Dans ce contexte, votre commission et son rapporteur ont été particulièrement attentifs à ne pas adopter de mesures qui, bien que louables, se révèleraient impossibles à mettre en oeuvre compte tenu de la situation de la justice.

Marquant leur confiance envers les magistrats et les personnels de la justice, leur dévouement et leur capacité d'adaptation, ils se sont également attachés à conserver, à tous les stades de la chaine pénale, une marge d'appréciation au juge, convaincus qu'une réponse individualisée est la garantie d'une justice efficace.

I. UNE PROPOSITION DE LOI QUI VISE À RENFORCER LA CERTITUDE DE LA PEINE

A. DES AMÉLIORATIONS DE LA PROCÉDURE PÉNALE AFIN DE FACILITER LA RÉPRESSION DES INFRACTIONS

Plusieurs dispositions de la proposition de loi tendent à une amélioration de la procédure pénale, tant dans sa phase présentencielle que dans la phase de jugement.

1. Un encadrement des alternatives aux poursuites

Afin de renforcer à la fois l'efficacité et la crédibilité de notre dispositif pénal, la proposition de loi vise à mieux encadrer la mise en oeuvre des mesures alternatives aux poursuites, qui représentent désormais une part conséquente de la réponse pénale.

À cette fin, l'article 1er entend conférer une plus grande solennité aux mesures alternatives aux poursuites, dont une majorité d'entre elles consiste généralement en un rappel à la loi par un officier de police judiciaire. Il modifie ainsi leurs conditions d'exécution en obligeant leur mise en oeuvre par le procureur de la République ou par un de ses délégués, dans une enceinte judiciaire ou une maison de justice et du droit.

L'article 2 systématise l'engagement des poursuites par le ministère public en cas d'échec d'une mesure alternative aux poursuites, d'une transaction pénale ou d'une composition pénale.

Enfin, l'article 3 prévoit l'inscription des mêmes mesures alternatives au bulletin n° 1 du casier judiciaire, dans le but de renforcer l'information des autorités judiciaires, et notamment des parquets, sur les antécédents judiciaires des auteurs d'infractions.

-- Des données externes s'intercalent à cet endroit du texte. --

PR #90, opened 2024-04-04
Fix: Passing wrong Zarr store that caused metadata consolidation error in upload_dataset() 

lmtroper:
## Changelogs

When consolidating the metadata locally, we were passing different stores which was throwing the error `memoryview: a bytes-like object is required, not 'dict'`. The fix was to append another `.store` when consolidating the metadata.

E.g., `dataset.zarr_root.store`  =>  <zarr.storage.ConsolidatedMetadataStore object at 0x13ddfaba0>
`dataset.zarr_root.store.store`  => <zarr.storage.DirectoryStore object at 0x13d900980>


cwognum (approved):
Good find! Thanks @lmtroper !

2. Un renforcement du rôle du procureur de la République dans les procédures présentencielles

La proposition de loi tend également à renforcer les prérogatives du parquet dans la conduite des enquêtes et pour les placements en détention provisoire.

Ainsi, l'article 4 vise à permettre au procureur de la République, dans certaines enquêtes, de solliciter, à l'issue d'une garde à vue, le recours à des mesures coercitives de placement sous contrôle judiciaire, d'assignation à résidence sous surveillance électronique mais également de placement en détention provisoire.

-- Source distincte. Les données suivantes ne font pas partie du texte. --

PR #10, opened 2026-02-12
fix(update): remove command copy that breaks CLAUDE_PLUGIN_ROOT

### LINKED ISSUE #5: Commands fail with exit 127 when CLAUDE_PLUGIN_ROOT is unset (user-command precedence bug)
## Summary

Afin de renforcer la possibilité pour le parquet de faire échec aux ordonnances de mise en liberté ou de non-prolongation d'une mesure de détention provisoire, l'article 5 tend à élargir le champ d'application du référé-détention, qui permet de conférer un caractère suspensif à l'appel du procureur de la République contre une décision du juge d'instruction ou du juge des libertés et de la détention.

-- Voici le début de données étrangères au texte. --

PR #46, opened 2026-02-14
fix(ci): add git identity for statusline cache isolation tests

dpearson2699:
## What

Fix 4 failing tests in `tests/statusline-cache-isolation.bats` on GitHub Actions CI.

## Why

CI is broken on `main`. The `actions/checkout@v4` step does not configure git `user.name`/`user.email`, so tests that create fresh repos and run `git commit --allow-empty` fail with "Author identity unknown".

Additionally, the "no-remote repo shows directory name" test hardcodes `main` as the expected branch, but `git init` on the Ubuntu 24.04 runner defaults to `master`.

Fixes #45

## How

1. Export `GIT_AUTHOR_NAME`, `GIT_AUTHOR_EMAIL`, `GIT_COMMITTER_NAME`, `GIT_COMMITTER_EMAIL` in the test `setup()` function so all tests have a valid git identity.
2. Dynamically detect the default branch name with `git branch --show-current` instead of hardcoding `main`.

Only `tests/statusline-cache-isolation.bats` is modified.

## Testing

- [x] Loaded plugin locally with `claude --plugin-dir .`
- [x] Tested affected commands against a real project
- [x] No errors on plugin load
- [x] Existing commands still work
- [x] All 374 bats tests pass locally after the fix

## Notes

The git identity env vars are scoped to the test `setup()` function, so they don't leak into other test files. This is the same pattern used in many CI environments.

PR #50, opened 2026-02-14
fix(commands): resolve CLAUDE_PLUGIN_ROOT in model-executed contexts

### LINKED ISSUE #49: CLAUDE_PLUGIN_ROOT empty in model-executed Bash blocks — /vbw:config and /vbw:research broken
**Command**
`/vbw:config` (also affects `/vbw:research` and any command with `${CLAUDE_PLUGIN_ROOT}` in non-`!` backtick code blocks)

**What happened**
Running `/vbw:config` produces `Exit code 127` because `$CLAUDE_PLUGIN_ROOT` is empty when the model executes bash code blocks via the Bash tool:

```
⏺ Bash(CLAUDE_PLUGIN_ROOT="$(ls -d .claude/plugins/vbw-* 2>/dev/null | head -1)" && …
      ${CLAUDE_PLUGIN_ROOT}/scripts/resolve-agent-model.sh lead …)
  ⎿  Error: Exit code 127
     (eval):1: no matches found: .claude/plugins/vbw-*
     bash: /scripts/resolve-agent-model.sh: No such file or directory
     PLUGIN_ROOT=
```

The model then tries to manually resolve the path via glob and fails because the plugin cache path doesn't match the glob it guesses.

**What you expected**
`/vbw:config` should resolve agent models and display the configuration without errors.

**Root cause**
There are two ways `${CLAUDE_PLUGIN_ROOT}` appears in command `.md` files:

1. **`!` backtick expressions** (e.g., `` !`bash ${CLAUDE_PLUGIN_ROOT}/scripts/phase-detect.sh` `` in `vibe.md`) — these are **executed by Claude Code during command loading**, where `CLAUDE_PLUGIN_ROOT` is set as an environment variable. ✅ These work.

2. **Regular markdown code blocks** (e.g., the bash blocks in `config.md` like `bash ${CLAUDE_PLUGIN_ROOT}/scripts/resolve-agent-model.sh ...`) — these are **instructions that the model reads and then manually executes via the Bash tool**. The Bash tool environment does NOT have `CLAUDE_PLUGIN_ROOT` set. ❌ These fail.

Enfin, l'article 12 crée une interdiction de mentir, en imposant aux personnes suspectées entendues de prêter serment de dire la vérité. Toute déclaration mensongère « présentant un caractère déterminant » serait susceptible d'entraîner une condamnation pour témoignage mensonger, sur le fondement de l'article 434-13 du code pénal.

3. La consécration de nouvelles garanties au cours de la phase de jugement

Le renforcement de l'efficacité de la justice suppose d'apporter les garanties procédurales nécessaires, à chaque maillon de la chaîne pénale. Aussi, la proposition de loi inclut-elle plusieurs dispositions qui visent à permettre à chaque acteur, au cours de la phase de jugement, de remplir son rôle de manière efficiente.

L'article 7 étend aux interprètes et traducteurs les dispositions de protection prévues pour les témoins.

De la même manière, la proposition de loi vise, par son article 15, à renforcer l'information du jury d'assises, en autorisant la remise aux assesseurs et aux jurés d'un document papier contenant des extraits de la décision de renvoi devant la cour d'assises.

Enfin, l'article 16 confère aux enquêteurs de police judiciaire, appelés à rendre compte de leurs investigations au cours des procès d'assises, le droit de s'aider de documents, comme cela est déjà accordé aux experts.